The provision of reserves in power systems is of great importance in what concerns keeping an adequate and acceptable level of security and reliability. This need for reserves and the way they are defined and dispatched gain increasing importance in the present and future context of smart grids and electricity markets due to their inherent competitive environment. This paper concerns a methodology proposed by the authors, which aims to jointly and optimally dispatch both generation and demand response resources to provide the amounts of reserve required for the system operation. Virtual Power Players are especially important for the aggregation of small size demand response and generation resources. The proposed methodology has been implemented in MASCEM, a multi agent system also developed at the authors’ research center for the simulation of electricity markets.

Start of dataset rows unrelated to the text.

PR #53, opened 2021-03-02
dynamic user agent for LS

kirill-knize-sonarsource:


src/main/java/org/sonarsource/sonarlint/ls/SonarLintLanguageServer.java
```diff
@@ -172,6 +172,8 @@ static SonarLintLanguageServer bySocket(int port, Collection<URL> analyzers) thr
       String clientVersion = params.getClientInfo().getVersion();
       String ideVersion = appName + " " + clientVersion;
 
+      httpClient.setUserAgent(productName);
```
henryju, line 175: As discussed, I would rename this method 'initialize' and create the internal Http client directly.

henryju:
@kirill-knize-sonarsource ping

damien-urruty-sonarsource (approved):
I see a case where the`client` field in `ApacheHttpClientProvider` will remain null for a short while, between instantiation and the call to `initialize`. If another component tries to access the client in the meantime a NPE will happen. From what I can see I don't think it will happen though

PR #54, opened 2021-03-11
 SLLS-22 Check whether local code matches with code analyzed on server

jblievremont:


src/main/java/org/sonarsource/sonarlint/ls/LocalCodeFile.java
```diff
@@ -0,0 +1,83 @@
...
+public class LocalCodeFile {
+
+  private List<String> lines;
+
+  private LocalCodeFile(URI uri) {
+    File localFile = new File(uri);
+    if (localFile.exists()) {
+      try {
+        // TODO Find the right character set to use?
+        lines = Files.readLines(localFile, StandardCharsets.UTF_8);
```
kirill-knize-sonarsource, line 42: Neatpeak: can be changed to this.lines as below

kirill-knize-sonarsource (approved):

Multi-Agent Based Smart Grid Management and Simulation: Situation Awareness and Learning in a Test Bed with Simulated and Real Installations and Players

The rising usage of distributed energy resources has been creating several problems in power systems operation. Virtual Power Players arise as a solution for the management of such resources. Additionally, approaching the main network as a series of subsystems gives birth to the concepts of smart grid and micro grid. Simulation, particularly based on multi-agent technology is suitable to model all these new and evolving concepts. MASGriP (Multi-Agent Smart Grid simulation Platform) is a system that was developed to allow deep studies of the mentioned concepts. This paper focuses on a laboratorial test bed which represents a house managed by a MASGriP player. This player is able to control a real installation, responding to requests sent by the system operators and reacting to observed events depending on the context.